Citing Beth Steel for violation upheld


The Maryland Court of Appeals ruled yesterday that state labor officials correctly applied safety laws when they cited Bethlehem Steel Corp. after a 1991 accident that killed a worker at the Sparrows Point plant.

The ruling, prompted by Bethlehem Steel's court challenge to the citation, is expected to make it easier for state labor officials to crack down on safety violations involving barriers for heavy equipment in Maryland industries.

"It will make it easier for MOSH [the Maryland Occupational Safety and Health program] to prove its case," said Jonathan R. Krasnoff, an assistant attorney general for the commissioner of labor and industry.

The court ruled that MOSH administrators acted properly when they required Bethlehem Steel to provide reasons for failing to install machine guards on a lathe at the Sparrows Point plant where Samuel Garcia was killed in 1991.

In an appeal of a citation issued after Mr. Garcia's death, the company argued that MOSH should first be required to prove why the machine guards were needed.

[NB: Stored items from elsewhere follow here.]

PR #2775, opened 2019-07-12
DHFPROD-2356: Quickstart UI Automation on jobs page validation

timur-isangulov:
QS Jobs page validation tests.

### DIFF
--- a/web/e2e/page-objects/appPage.ts
+++ b/web/e2e/page-objects/appPage.ts
@@ -92,6 +92,14 @@ export class AppPage extends Page {
     await browser.waitForAngular();
   }
 
+  async clickJobsTab() {
+    return await browser.executeScript("arguments[0].click();", this.jobsTab);
+  }
+
+  async clickSettingsTab() {
+    await browser.executeScript("arguments[0].click();", this.settingsTab);
+    await browser.waitForAngular();
+  }
 }
 
 var appPage = new AppPage();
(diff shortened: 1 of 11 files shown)


web/e2e/page-objects/jobs/jobs.ts
```diff
@@ -148,6 +156,64 @@ export class JobsPage extends AppPage {
   jobOutputCloseButton() {
     return element(by.css('app-job-output mdl-button'));
   }
+
+
+  resetFiltersButton() {
```
ayuwono: some of these page objects like filtering are already exist on manageJobs.ts. Can you just delete jobs.ts and use manageJobs.ts, so we are consistent with manageFlows structure. Also, you can re-use the page objects on manageJobs.ts, we use these page objects on scenario tests. If you make some changes, make sure that it's not breaking the scenarios tests

web/e2e/page-objects/appPage.ts
```diff
@@ -92,6 +92,14 @@ export class AppPage extends Page {
     await browser.waitForAngular();
   }
 
+  async clickJobsTab() {
+    return await browser.executeScript("arguments[0].click();", this.jobsTab);
+  }
```
ayuwono: add await browser.waitForAngular() too here?

timur-isangulov: Added. Thanks.

web/e2e/page-objects/jobs/jobs.ts
timur-isangulov: I moved methods to manageJobs.ts page object, will review and remove unused classes later.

Mr. Garcia was killed Aug. 21, 1991, when one of his gloves became entangled in the lathe he was using. He was pulled into a high-speed roller and struck his head, according to court records.

A MOSH inspector who investigated the accident found no safety violations that contributed directly to Mr. Garcia's death.

But Bethlehem Steel was issued a citation for failing to equip the lathe with safety barriers that the inspector said would prevent other types of accidents.

Bethlehem Steel appealed that citation to Baltimore County Circuit Court, which set the stage for yesterday's ruling.

Mr. Krasnoff said the ruling does not mean Bethlehem Steel contributed to Mr. Garcia's death, but only that the steelmaker must show in future hearings why certain safety barriers were not installed on the lathe.

He said the ruling also means the case must again be considered by the commissioner of labor and industry, who will review a hearing examiner's conclusions that the absence of safety barriers posed a serious safety violation.

Earle K. Shawe, a Bethlehem Steel lawyer, said that unlike criminal cases, the decision puts the burden of proof on the person charged.